A Native American boy with a special gift to "see" beyond his poor eyesight journeys with an old warrior to a land of mystery and beauty.

Read More Show Less

Editorial Reviews

Publishers Weekly - Publisher's Weekly
Dorris's (Morning Girl) eloquent, beautifully crafted coming-of-age tale centers on Walnut, a near-sighted Native American boy whose uncanny ability to use his other senses earns him the adult name Sees Behind Trees. Set in the distant, pre-colonial past, the story finds the boy moving hesitantly into adulthoodgradually gaining confidence in himself and his perceptions; learning humility when he prizes his talents too highly; earning the respect of his tribe when he escorts an elderly wise man on a dangerous journey. Both sharply and lyrically observed, fraught with emotion, the first-person narrative should connect strongly with a young audience, who will quickly learn that, no matter the century or the culture, the fundamentals of growing up remain very much the same.

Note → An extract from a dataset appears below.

Issue #67, opened 2017-04-07
Support Running Cinch Container


greg-hellings:
Support a Jenkins Slave configuration that does nothing more than execute the latest Cinch-built Docker container directly on a host.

The authenticity of the characterizations and setting will ease readers toward acceptance of the quasi-mystical adventure that crowns the story. It's a thrilling read, with the pleasures compounding at every turn of the page. Ages 8-up. (Oct.)

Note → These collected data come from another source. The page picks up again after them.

PR #83, opened 2017-04-19
Update Vagrant with OpenStack

greg-hellings:
Add code needed to run Vagrant against openstack
Update code with some RHEL/OS image based details
Modify Vagrantfile host vars to introspect URLs

### DIFF
--- a/vagrant/shared.rb
+++ b/vagrant/shared.rb
@@ -47,7 +47,7 @@ def vm(config, name, base_box="centos/7")
         end
         nodeconfig.vm.provider :openstack do |os, override|
             os.image = get_image(base_box)
-            os.server_name = ENV['USER'] + name
+            os.server_name = ENV['USER'] + '-' + name
             override.ssh.username = get_username(base_box)
             override.ssh.pty = true
         end
--- a/vagrant/shared.rb
+++ b/vagrant/shared.rb
@@ -2,7 +2,7 @@ ENV['VAGRANT_NO_PARALLEL'] = 'yes'
 $ip = 2
 
 def get_username(base_box)
-	if base_box.start_with?('centos')
+    if base_box.start_with?('centos')
         return 'centos'
     elsif base_box.start_with?('rhel')
         return 'root'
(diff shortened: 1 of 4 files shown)


vagrant/shared.rb
```diff
@@ -1,12 +1,58 @@
 ENV['VAGRANT_NO_PARALLEL'] = 'yes'
 $ip = 2
 
+def get_username(base_box)
+	if base_box.start_with?('centos')
```
tehsmyers: `vagrant/shared.rb|11 warning| mismatched indentations at 'end' with 'if' at 5`

looks like a tab snuck in

vagrant/shared.rb
```diff
@@ -1,12 +1,58 @@
...
+        # Provider-specific setup
+        nodeconfig.vm.provider :libvirt do |lv, override|
+            local_setup(override, base_box)
+        end
+        nodeconfig.vm.provider :virtualbox do |vb, override|
+            local_setup(override, base_box)
+        end
+        nodeconfig.vm.provider :openstack do |os, override|
+            os.image = get_image(base_box)
+            os.server_name = ENV['USER'] + name
```
tehsmyers: this is only aesthetic, but some form of `user + '-' + name` would be nice

vagrant/slave/Vagrantfile
```diff
@@ -9,7 +9,7 @@ Vagrant.configure("2") do |config|
             "cent7" => ["master", "slave"],
             "repositories" => ["master", "slave"],
             "jenkins_slave:vars" => {
-                "jenkins_master_url" => "http://192.168.8.2:8080",
+                "jenkins_master_url" => "http://{{ hostvars['master']['ansible_default_ipv4']['address'] }}:8080",
```
tehsmyers, line 12: nice

tehsmyers (changes requested):
Only thing that needs to be fixed is the tab

tehsmyers (approved):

Children's Literature - Mary Sue Preissner
Set in the 16th century, this is a steadily-paced story with wonderful character development. It is now time for Walnut, along with the other boys of the tribe, to earn their adult names. For Walnut this may be a difficult task as he cannot see as well as the others. However, with the help of his mother, Walnut has developed his other senses and, during the naming contest, earns his adult name of Sees Behind Trees. While struggling with this new identity as an adult, he befriends the elder Gray Fire, and they embark on a journey to find the elusive land of waters. This trip becomes a test of his manhood and endurance, and he learns to turn his handicap into an advantage.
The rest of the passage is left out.